# Task goal
Copy exactly, and only, the lines from the line containing "ericwill-msft: Updated to 0.15.4" through the last line of the records below, both included.

(Saved entries)
☆ ☆ ☆ ☆

PR #411, opened 2019-04-05
Adding missing exports to index.ts

ericwill-msft:


index.ts
```diff
@@ -42,7 +42,11 @@ export {
   LiveResponse,
   LiveValidationIssue,
   LiveValidatorOptions,
-  ApiOperationIdentifier
+  ApiOperationIdentifier,
+  RequestValidationResult,
+  ResponseValidationResult,
+  ValidateOptions,
+  formatUrlToExpectedFormat
```
vladbarosan: I don't think we want to export "formatUrlToExpectedFormat" thats a function internal to the module

index.ts
```diff
@@ -42,7 +42,11 @@ export {
...
 } from "./lib/validators/liveValidator"
 export { SpecResolver } from "./lib/validators/specResolver"
```
vladbarosan: also lets update the `package.json` patch version otherwise publishing will fail

ericwill-msft: Updated to 0.15.4

index.ts
ericwill-msft: Removed

PR #427, opened 2019-05-30
Fix: Better error return when cannot find a reference

timotheeguerin:


lib/util/jsonUtils.ts
```diff
@@ -111,3 +111,11 @@ export async function parseJson(
 
   return swaggerObjectPromise
 }
+
+const getSpecContent = async (specPath: string) => {
+  try {
+    return await vfs.readFile(specPath)
+  } catch (error) {
+    throw new Error(`Failed to load a reference file ${specPath}. (${error})`)
```
vladbarosan: is this actually going to show anythign useful or we need to serialize it somehow / pick some message/code

timotheeguerin: Will show `(Error: StatusCode: "404", ResponseBody: "404: Not Found
.")` in that case. so the error message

☆ ☆ ☆ ☆

# Result
ericwill-msft: Updated to 0.15.4

index.ts
ericwill-msft: Removed

PR #427, opened 2019-05-30
Fix: Better error return when cannot find a reference

timotheeguerin:


lib/util/jsonUtils.ts
```diff
@@ -111,3 +111,11 @@ export async function parseJson(
 
   return swaggerObjectPromise
 }
+
+const getSpecContent = async (specPath: string) => {
+  try {
+    return await vfs.readFile(specPath)
+  } catch (error) {
+    throw new Error(`Failed to load a reference file ${specPath}. (${error})`)
```
vladbarosan: is this actually going to show anythign useful or we need to serialize it somehow / pick some message/code

timotheeguerin: Will show `(Error: StatusCode: "404", ResponseBody: "404: Not Found
.")` in that case. so the error message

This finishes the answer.